§ **PROBLEM TO SOLVE**
Review the material and extract every line in which the word "feastClient" occurs.

^^^^

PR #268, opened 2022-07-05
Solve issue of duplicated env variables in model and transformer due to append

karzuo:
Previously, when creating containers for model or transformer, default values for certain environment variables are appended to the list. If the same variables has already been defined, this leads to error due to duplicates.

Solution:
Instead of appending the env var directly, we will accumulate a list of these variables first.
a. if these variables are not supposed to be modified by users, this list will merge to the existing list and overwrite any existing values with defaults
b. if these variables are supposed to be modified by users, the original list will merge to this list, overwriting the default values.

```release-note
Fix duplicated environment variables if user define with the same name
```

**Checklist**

^^^^

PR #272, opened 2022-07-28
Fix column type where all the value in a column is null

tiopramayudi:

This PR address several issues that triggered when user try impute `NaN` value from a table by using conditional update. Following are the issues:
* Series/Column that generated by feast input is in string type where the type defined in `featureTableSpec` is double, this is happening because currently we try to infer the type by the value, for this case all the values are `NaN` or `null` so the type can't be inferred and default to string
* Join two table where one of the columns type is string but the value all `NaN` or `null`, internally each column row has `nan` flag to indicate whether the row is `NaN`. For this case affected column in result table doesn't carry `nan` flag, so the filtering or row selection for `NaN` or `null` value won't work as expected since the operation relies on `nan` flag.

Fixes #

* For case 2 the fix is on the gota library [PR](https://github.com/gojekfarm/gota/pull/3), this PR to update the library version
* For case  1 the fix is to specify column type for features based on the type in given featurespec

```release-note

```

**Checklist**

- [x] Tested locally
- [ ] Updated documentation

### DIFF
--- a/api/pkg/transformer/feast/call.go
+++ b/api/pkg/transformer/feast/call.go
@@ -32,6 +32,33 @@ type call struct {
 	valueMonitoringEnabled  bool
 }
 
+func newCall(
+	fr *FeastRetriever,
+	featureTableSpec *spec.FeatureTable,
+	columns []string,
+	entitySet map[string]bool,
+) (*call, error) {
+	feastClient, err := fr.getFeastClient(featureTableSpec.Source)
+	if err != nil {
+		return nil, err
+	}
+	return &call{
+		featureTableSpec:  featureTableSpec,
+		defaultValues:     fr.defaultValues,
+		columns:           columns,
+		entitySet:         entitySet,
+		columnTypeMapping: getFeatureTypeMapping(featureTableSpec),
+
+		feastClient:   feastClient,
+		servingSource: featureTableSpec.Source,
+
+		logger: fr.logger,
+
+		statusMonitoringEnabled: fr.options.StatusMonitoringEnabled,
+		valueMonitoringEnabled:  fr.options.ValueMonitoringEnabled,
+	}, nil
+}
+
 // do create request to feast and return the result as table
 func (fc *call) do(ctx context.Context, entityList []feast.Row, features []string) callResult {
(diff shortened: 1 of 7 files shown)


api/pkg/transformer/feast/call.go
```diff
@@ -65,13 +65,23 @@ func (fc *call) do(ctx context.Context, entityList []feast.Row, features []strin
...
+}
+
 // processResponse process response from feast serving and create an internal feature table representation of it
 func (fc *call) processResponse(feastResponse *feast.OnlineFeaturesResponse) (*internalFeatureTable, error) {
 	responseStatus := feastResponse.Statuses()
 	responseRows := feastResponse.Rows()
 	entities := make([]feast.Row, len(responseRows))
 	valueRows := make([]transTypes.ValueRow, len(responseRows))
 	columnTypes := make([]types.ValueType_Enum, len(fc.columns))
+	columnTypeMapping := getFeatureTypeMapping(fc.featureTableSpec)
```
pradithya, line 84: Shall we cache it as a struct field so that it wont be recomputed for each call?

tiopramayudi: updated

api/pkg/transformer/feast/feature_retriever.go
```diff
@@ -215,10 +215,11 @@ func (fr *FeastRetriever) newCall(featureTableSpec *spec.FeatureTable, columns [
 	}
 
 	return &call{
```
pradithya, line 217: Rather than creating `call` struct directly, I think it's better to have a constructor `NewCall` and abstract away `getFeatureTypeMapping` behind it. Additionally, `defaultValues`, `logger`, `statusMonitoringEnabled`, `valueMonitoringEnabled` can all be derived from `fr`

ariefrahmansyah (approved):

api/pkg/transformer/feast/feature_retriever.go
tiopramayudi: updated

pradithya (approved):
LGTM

^^^^

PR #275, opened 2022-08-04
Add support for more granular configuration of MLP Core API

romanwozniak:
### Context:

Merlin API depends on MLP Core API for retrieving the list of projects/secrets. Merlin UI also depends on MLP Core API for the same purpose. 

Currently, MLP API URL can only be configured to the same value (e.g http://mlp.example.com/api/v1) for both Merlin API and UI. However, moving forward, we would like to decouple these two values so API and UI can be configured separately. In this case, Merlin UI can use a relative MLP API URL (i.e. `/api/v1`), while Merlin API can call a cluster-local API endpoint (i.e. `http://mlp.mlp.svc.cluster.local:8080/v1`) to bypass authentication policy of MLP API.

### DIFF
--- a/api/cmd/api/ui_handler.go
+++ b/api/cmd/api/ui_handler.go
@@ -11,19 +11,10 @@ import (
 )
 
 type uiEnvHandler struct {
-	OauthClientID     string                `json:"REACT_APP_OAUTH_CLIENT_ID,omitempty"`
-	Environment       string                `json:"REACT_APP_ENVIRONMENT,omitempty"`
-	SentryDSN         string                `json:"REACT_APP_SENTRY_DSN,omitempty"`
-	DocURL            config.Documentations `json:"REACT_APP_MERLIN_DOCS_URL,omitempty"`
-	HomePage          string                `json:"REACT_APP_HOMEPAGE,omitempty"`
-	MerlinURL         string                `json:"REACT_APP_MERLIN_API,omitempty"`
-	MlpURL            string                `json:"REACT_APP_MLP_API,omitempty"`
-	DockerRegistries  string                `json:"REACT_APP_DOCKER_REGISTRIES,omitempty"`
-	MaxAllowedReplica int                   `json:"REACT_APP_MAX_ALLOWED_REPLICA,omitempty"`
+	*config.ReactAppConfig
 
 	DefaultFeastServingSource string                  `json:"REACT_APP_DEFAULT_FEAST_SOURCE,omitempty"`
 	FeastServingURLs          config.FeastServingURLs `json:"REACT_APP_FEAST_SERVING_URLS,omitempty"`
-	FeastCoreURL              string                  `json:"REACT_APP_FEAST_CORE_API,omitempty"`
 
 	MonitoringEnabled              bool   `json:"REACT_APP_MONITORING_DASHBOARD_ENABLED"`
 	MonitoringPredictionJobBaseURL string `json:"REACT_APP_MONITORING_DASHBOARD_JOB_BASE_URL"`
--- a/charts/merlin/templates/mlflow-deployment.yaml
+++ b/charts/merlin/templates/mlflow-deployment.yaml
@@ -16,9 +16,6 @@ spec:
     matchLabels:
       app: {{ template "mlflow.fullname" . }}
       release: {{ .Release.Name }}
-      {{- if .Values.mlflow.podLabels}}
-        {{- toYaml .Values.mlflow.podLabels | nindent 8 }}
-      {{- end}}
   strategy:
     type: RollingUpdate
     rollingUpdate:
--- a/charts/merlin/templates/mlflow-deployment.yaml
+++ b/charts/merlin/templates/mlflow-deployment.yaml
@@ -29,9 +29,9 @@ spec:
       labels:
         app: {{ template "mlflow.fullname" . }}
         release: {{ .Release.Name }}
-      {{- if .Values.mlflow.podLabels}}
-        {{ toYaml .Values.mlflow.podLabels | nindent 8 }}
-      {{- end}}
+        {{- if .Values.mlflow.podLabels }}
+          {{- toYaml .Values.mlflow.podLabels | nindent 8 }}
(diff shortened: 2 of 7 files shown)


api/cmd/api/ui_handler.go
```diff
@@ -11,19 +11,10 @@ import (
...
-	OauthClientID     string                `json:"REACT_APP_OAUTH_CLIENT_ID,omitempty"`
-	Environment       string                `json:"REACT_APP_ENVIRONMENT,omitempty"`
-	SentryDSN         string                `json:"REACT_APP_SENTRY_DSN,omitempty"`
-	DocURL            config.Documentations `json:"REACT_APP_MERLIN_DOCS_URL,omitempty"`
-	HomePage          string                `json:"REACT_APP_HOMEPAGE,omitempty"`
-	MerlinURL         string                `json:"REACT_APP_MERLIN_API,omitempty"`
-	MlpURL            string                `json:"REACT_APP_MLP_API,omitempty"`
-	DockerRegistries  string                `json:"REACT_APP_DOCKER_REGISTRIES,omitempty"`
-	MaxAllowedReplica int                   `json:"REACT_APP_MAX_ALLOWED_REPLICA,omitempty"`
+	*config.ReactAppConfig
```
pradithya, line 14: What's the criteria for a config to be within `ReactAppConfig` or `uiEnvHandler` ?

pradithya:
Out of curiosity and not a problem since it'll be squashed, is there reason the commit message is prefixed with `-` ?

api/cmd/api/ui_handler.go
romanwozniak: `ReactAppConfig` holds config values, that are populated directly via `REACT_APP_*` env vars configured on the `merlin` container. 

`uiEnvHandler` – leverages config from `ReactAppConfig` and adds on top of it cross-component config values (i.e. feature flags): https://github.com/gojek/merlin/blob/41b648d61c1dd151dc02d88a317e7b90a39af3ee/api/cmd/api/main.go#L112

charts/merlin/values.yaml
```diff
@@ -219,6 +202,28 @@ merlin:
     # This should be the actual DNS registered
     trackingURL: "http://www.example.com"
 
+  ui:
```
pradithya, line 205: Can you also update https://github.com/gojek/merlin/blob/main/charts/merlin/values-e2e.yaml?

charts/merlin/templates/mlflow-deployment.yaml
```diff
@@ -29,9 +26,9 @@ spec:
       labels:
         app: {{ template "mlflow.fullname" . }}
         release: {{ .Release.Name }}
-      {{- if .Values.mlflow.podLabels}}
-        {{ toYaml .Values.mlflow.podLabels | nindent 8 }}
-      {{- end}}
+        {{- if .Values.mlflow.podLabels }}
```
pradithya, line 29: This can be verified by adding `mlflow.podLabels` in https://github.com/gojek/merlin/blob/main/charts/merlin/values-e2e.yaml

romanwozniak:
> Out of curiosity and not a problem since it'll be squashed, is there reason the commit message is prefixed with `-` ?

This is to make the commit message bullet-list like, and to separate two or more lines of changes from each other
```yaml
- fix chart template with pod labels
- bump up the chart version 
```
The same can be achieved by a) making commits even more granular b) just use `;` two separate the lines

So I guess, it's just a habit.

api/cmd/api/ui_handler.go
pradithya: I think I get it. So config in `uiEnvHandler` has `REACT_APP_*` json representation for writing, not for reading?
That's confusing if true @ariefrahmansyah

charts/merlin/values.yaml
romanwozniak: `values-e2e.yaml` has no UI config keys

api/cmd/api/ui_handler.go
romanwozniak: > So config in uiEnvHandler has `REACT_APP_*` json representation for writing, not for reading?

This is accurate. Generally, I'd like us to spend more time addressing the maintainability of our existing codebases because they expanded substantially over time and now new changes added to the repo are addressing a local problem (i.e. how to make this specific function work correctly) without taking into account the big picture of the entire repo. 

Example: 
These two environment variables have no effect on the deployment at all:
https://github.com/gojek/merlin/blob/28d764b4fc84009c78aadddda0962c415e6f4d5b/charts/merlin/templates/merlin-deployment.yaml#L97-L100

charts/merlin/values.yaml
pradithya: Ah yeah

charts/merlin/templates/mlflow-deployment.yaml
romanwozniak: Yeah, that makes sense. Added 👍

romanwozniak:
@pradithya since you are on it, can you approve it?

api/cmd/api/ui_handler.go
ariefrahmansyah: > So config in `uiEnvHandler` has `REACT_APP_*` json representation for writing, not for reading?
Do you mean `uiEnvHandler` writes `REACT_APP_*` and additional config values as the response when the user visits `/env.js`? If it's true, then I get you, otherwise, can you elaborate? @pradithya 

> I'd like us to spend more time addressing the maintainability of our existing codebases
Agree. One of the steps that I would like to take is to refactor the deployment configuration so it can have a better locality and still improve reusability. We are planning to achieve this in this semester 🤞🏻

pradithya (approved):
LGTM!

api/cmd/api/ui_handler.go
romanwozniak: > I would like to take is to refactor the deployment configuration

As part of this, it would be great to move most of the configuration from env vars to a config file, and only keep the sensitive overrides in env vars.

^^^^

§ **EXERCISE ANSWER**
+	feastClient, err := fr.getFeastClient(featureTableSpec.Source)
+		feastClient:   feastClient,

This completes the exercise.